Saved data entries
---

PR #770, opened 2021-10-30
[samg] Make Adc::getPinChannel consistent with STM32 interface

mcbridejc:
Previously, you pass GpioA17::Ad as the template argument, but in the
stm32 driver you pass just GpioA17. This makes the SAMG driver
consistent with that.


salkinium (approved):
Good catch!

PR #771, opened 2021-10-30
[samg] Add faster transmit only method to SPI driver

mcbridejc:
Synchronous transfer is slowed down by the having to wait for a complete
transfer to read the received byte. When only transmit is required, this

---

▶ **What the task requires**
Using the records above, please repeat the line with "[samg] Add faster" and every line after it exactly, and give no other text.

▶ **Your response**
[samg] Add faster transmit only method to SPI driver

mcbridejc:
Synchronous transfer is slowed down by the having to wait for a complete
transfer to read the received byte. When only transmit is required, this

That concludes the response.